5. How is the Multinomial Theorem different from the Binomial Theorem?
The Multinomial Theorem expands powers of sums with more than two terms, while the Binomial Theorem applies only to two terms.
- Binomial: (a + b)^n.
- Multinomial: (a + b + c + ...)^n.
- The binomial coefficient nCr is a special case of the multinomial coefficient.
6. Can you give an example of the Multinomial Theorem?
An example of the Multinomial Theorem is the expansion of (x + y + z)^2 = x² + y² + z² + 2xy + 2xz + 2yz.
- Possible exponent combinations: (2,0,0), (1,1,0), etc.
- Coefficient for (1,1,0) is 2!/(1!1!0!) = 2.
- Each term's exponents add up to 2.
7. How many terms are there in a multinomial expansion?
The number of terms in (x₁ + x₂ + ... + x_k)^n is (n + k − 1)! / (n!(k − 1)!).
- This counts the number of non-negative integer solutions to n₁ + n₂ + ... + n_k = n.
- For (x + y + z)², the number of terms is (2+3−1)!/(2!2!) = 6.
- This formula is based on combinations with repetition.
8. What are the conditions for using the Multinomial Theorem?
The Multinomial Theorem applies when expanding (x₁ + x₂ + ... + x_k)^n where n is a non-negative integer.
- Each exponent n₁, n₂, ..., n_k must be a non-negative integer.
- The sum of the exponents must equal n.
- The formula works for algebraic variables and numerical terms.
9. How do you find a specific term in a multinomial expansion?
To find a specific term in (x₁ + x₂ + ... + x_k)^n, use n!/(n₁!n₂!...n_k!) x₁^{n₁} x₂^{n₂} ... x_k^{n_k} where the exponents match the required powers.
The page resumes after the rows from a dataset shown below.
PR #42, opened 2026-04-28
Settings UI for the long-form composition strategy

pfefferle:
Builds on top of #34. Targeting that branch so the setting is testable end-to-end alongside the strategies. **Re-target to trunk once #34 lands.**

## Proposed changes

- New **Long-form posts** field in *Settings → ATmosphere*, Publishing section. Radio group with three options matching the strategies #34 introduces:
  - **Link card** (default) — unchanged from today.
  - **Truncated post with link** — body text + inline permalink, no card.
  - **Teaser thread** — two-post hook + CTA-with-link.
- Stored as `atmosphere_long_form_composition`. REST schema enumerates the three valid values; sanitize callback falls back to the default for unknown / non-string input.
- `Atmosphere::init()` registers a low-priority (priority 1) filter that seeds `atmosphere_long_form_composition` from the option, leaving the default-priority filter slot open for downstream per-post overrides (FOSSE, custom plugins, etc.).

### Other information

## Testing instructions

1. After #34 is merged into this branch, visit *Settings → ATmosphere*. The new **Long-form posts** field shows three radio options. **Link card** is selected by default.
2. Switch to **Teaser thread**, save, and publish a long-form post (500+ words, has a title). Confirm two `app.bsky.feed.post` records land with `reply` refs.
3. Add `add_filter( 'atmosphere_long_form_composition', fn() => 'truncate-link' );` in a small test plugin while the setting is **Teaser thread**. Confirm the filter wins.
4. Manually corrupt the option (`update_option( 'atmosphere_long_form_composition', 'bogus' )`). Confirm publishing falls back to **link-card**.
5. `composer lint` and `npm run env-test` pass (5 new tests, 143 total).

### DIFF
--- a/includes/class-atmosphere.php
+++ b/includes/class-atmosphere.php
@@ -34,6 +34,23 @@ class Atmosphere {
 		\add_action( 'init', array( Admin::class, 'register' ), 5 );
 		\add_action( 'init', array( Backfill::class, 'register' ), 5 );
 
+		/*
+		 * Seed the long-form composition strategy from the user's
+		 * setting. Priority 1 so any downstream filter at the default
+		 * priority can still override it per post.
+		 */
+		\add_filter(
+			'atmosphere_long_form_composition',
+			static function ( string $strategy ): string {
+				$option = (string) \get_option( 'atmosphere_long_form_composition', 'link-card' );
+
+				return \in_array( $option, array( 'link-card', 'truncate-link', 'teaser-thread' ), true )
+					? $option
+					: $strategy;
+			},
+			1
+		);
+
 		// REST route (always active for client-metadata).
 		\add_action( 'rest_api_init', array( Admin::class, 'register_rest_routes' ) );
 
--- a/includes/class-atmosphere.php
+++ b/includes/class-atmosphere.php
@@ -22,6 +22,12 @@ use Atmosphere\WP_Admin\Admin;
 class Atmosphere {
 
 	/**
+	 * Allowed values for the long-form composition strategy filter and
+	 * the matching `atmosphere_long_form_composition` option.
+	 */
+	public const LONG_FORM_STRATEGIES = array( 'link-card', 'truncate-link', 'teaser-thread' );
+
+	/**
 	 * Wire up all hooks.
 	 */
 	public function init(): void {
@@ -39,17 +45,7 @@ class Atmosphere {
 		 * setting. Priority 1 so any downstream filter at the default
 		 * priority can still override it per post.
 		 */
-		\add_filter(
-			'atmosphere_long_form_composition',
-			static function ( string $strategy ): string {
-				$option = (string) \get_option( 'atmosphere_long_form_composition', 'link-card' );
-
-				return \in_array( $option, array( 'link-card', 'truncate-link', 'teaser-thread' ), true )
-					? $option
-					: $strategy;
-			},
-			1
-		);
+		\add_filter( 'atmosphere_long_form_composition', array( self::class, 'seed_long_form_composition' ), 1 );
 
 		// REST route (always active for client-metadata).
 		\add_action( 'rest_api_init', array( Admin::class, 'register_rest_routes' ) );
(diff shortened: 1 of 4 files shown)


tests/phpunit/tests/class-test-long-form-composition-setting.php
```diff
@@ -0,0 +1,91 @@
...
+
+/**
+ * Long-form composition setting tests.
+ */
+class Test_Long_Form_Composition_Setting extends WP_UnitTestCase {
+
+	/**
+	 * Reset state between tests.
+	 */
+	public function tear_down(): void {
```
kraftbj, line 42: Heads-up on a test-isolation fragility: the seed filter is registered once via `Atmosphere::init()` on `plugins_loaded`. `class-test-publisher.php` (line 58) and `transformer/class-test-post.php` (lines 27, 750) call `\remove_all_filters( 'atmosphere_long_form_composition' )` in their `tear_down`, and PHPUnit doesn't re-fire `plugins_loaded` between classes. Once either of those classes runs first, the seed callback is gone for the rest of the suite.

Today the suite stays green by alphabetical accident (this class sorts first). If the order ever shifts:

- `test_option_seeds_filter` would fail.
- `test_corrupt_option_falls_through_to_default` keeps passing for the wrong reason — with no seed filter on the chain, `apply_filters` returns the unchanged seed argument, which happens to equal `link-card`.

Easiest fix: re-register the seed in this class's `set_up()` and add `\remove_all_filters( 'atmosphere_long_form_composition' )` to its own `tear_down`. Even cleaner: extract the seed closure to a static method on `Atmosphere` so production and tests share one definition.

Non-blocking.

includes/class-atmosphere.php
```diff
@@ -34,6 +34,23 @@ public function init(): void {
...
+		 * priority can still override it per post.
+		 */
+		\add_filter(
+			'atmosphere_long_form_composition',
+			static function ( string $strategy ): string {
+				$option = (string) \get_option( 'atmosphere_long_form_composition', 'link-card' );
+
+				return \in_array( $option, array( 'link-card', 'truncate-link', 'teaser-thread' ), true )
+					? $option
+					: $strategy;
```
kraftbj: Worth aligning with the existing prior art at `includes/transformer/class-post.php` line 407, which `error_log()`s every silent strategy downgrade specifically so operators can tell a fallback from a configuration choice.

Today, if the stored option is corrupt (third-party write, or schema drift between releases), the seed silently returns `$strategy` and every subsequent publish quietly uses the wrong strategy with no breadcrumb. A rate-limited `error_log()` (transient-gated to once per hour) would mirror the convention without log spam.

Non-blocking.

includes/wp-admin/class-admin.php
```diff
@@ -68,6 +68,22 @@ public static function register_settings(): void {
...
+			'atmosphere',
+			'atmosphere_long_form_composition',
+			array(
+				'type'              => 'string',
+				'description'       => 'Composition strategy for long-form Bluesky posts.',
+				'default'           => 'link-card',
+				'sanitize_callback' => array( self::class, 'sanitize_long_form_composition' ),
+				'show_in_rest'      => array(
+					'schema' => array(
+						'enum' => array( 'link-card', 'truncate-link', 'teaser-thread' ),
```
kraftbj: The literal `array( 'link-card', 'truncate-link', 'teaser-thread' )` now appears in four places: this REST `enum`, the seed filter (`class-atmosphere.php` line 47), the sanitize allowlist (`class-admin.php` line 328), and the radio render `$choices` keys (`class-admin.php` lines 280, 284, 288). They all agree today, but adding a fourth strategy is one missed copy-paste away from drift.

A single shared constant (e.g. `Admin::LONG_FORM_STRATEGIES`) referenced from all four sites would tighten this up.

Non-blocking.

kraftbj (approved):
Reviewed. None of these strike me as blockers — leaving them as suggestions for a follow-up.

kraftbj:
Thanks! Looks good from here.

- Step 1: Identify the desired exponents.
- Step 2: Ensure their sum equals n.
- Step 3: Substitute into the multinomial coefficient formula.
10. What are common mistakes when using the Multinomial Theorem?
Common mistakes in the Multinomial Theorem include incorrect factorial calculations and forgetting that exponents must sum to n.
- Not ensuring n₁ + n₂ + ... + n_k = n.
- Incorrectly computing factorial values.
- Missing terms or repeating equivalent exponent combinations.